And more important, if you want to make changes in your supply chain and you move into a new territory in this environment, you might actually do it with, in in terms that are more beneficial because governments are going to be more welcoming of new business because they are also afraid.
So being resilient does not mean doing nothing. It means buttoning down the hatches, and it means keeping an eye for new opportunities.
You don't do this just from position of power.
The best way the better the better times to implement new opportunities is during crisis like this.
So it would be beneficial for business leaders to think in those terms.
Mark, this this is an interesting point because I guess, you know, getting involved in this kind of activities such as, realigning your supply chains, looking for new territories, that sort of thing is gonna depend on whether you take a view that the current volatility is gonna bring about a permanent change to changing relationships or whether we might just all slip back into how it was before January this year.
Yeah.
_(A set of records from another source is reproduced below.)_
PR #1973, opened 2026-08-16
feat(product-client): FR-2 finalized-session revisit restore (PRO-187, r6)

pablonyx:
## Rung 6 of the Chat Scroll ADR ladder (PRO-187): the FR-2 revisit contract.

Finalized sessions now reopen at the reading position the user left them at, restored before first paint with no gradual motion; actively streaming sessions still bottom-pin on entry. Position is persisted as `{lastRowKey, offsetWithinRow}` (never raw scrollTop) so virtualizer estimates cannot skew the restore, and `resetForSession` becomes contract-aware instead of unconditionally pinning + snapping + gluing.

### What this rung adds
- `transcript-reading-position-store.ts` — bounded in-memory per-session `{rowKey, offsetWithinRowPx}` store (LRU cap, no localStorage; same house pattern as the rung-5 height cache and reveal-progress cache), plus the anchor-capture, restore-target inversion, and placement helpers.
- `use-transcript-reading-position.ts` — captures the reading anchor on every scroll and builds the session-switch placement plan: `bottom` for a streaming or never-read session, `restore` otherwise.
- `resetForSession(plan?)` is now contract-aware: it bottom-pins a streaming session / missing plan / saved-row-gone (the conservative default), or places the saved reading anchor and arms the single frame writer to re-resolve it while heights settle.
- The single per-frame writer (rung 4 pipeline) re-resolves the anchor each glued frame until a bounded deadline, so residual estimate-to-measured corrections land silently.

### Estimate-immune restore
The restore resolves the saved row's scrollTop from the **mounted anchor row's real rendered rect**, not an index-sum of estimated heights. The coarse index-sum estimate is used only to bootstrap the row into the render window; once mounted, the DOM-relative target seats the exact reading row under the top edge even when never-measured rows above it are estimated to a wrong total. This is the skew FR-2 exists to avoid.

### PRO-175 mechanism (already landed rung 2, upheld here)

And I I I don't think business leaders are going to try and, guess too much on that. And and George makes a really good point. Being resilient doesn't mean sitting there and and and kind of shutting up shop.
It's in fact the opposite. Yeah. It's defined as it's your ability to recover position and get back on course. That's what being resilient means.
So there's there's different ways of looking at it, but, and different models that people use. But, essentially, what you're trying to do is manage a business for four features in in the model that I use. One is that you you've kind of got robustness. So you've got enough strength in your balance sheet.
You've got enough, strength in your business model that it can take a shock and and keep going. You've gotta be able to respond very quickly. So liquidity and and that kind of agility that George described is really, really important.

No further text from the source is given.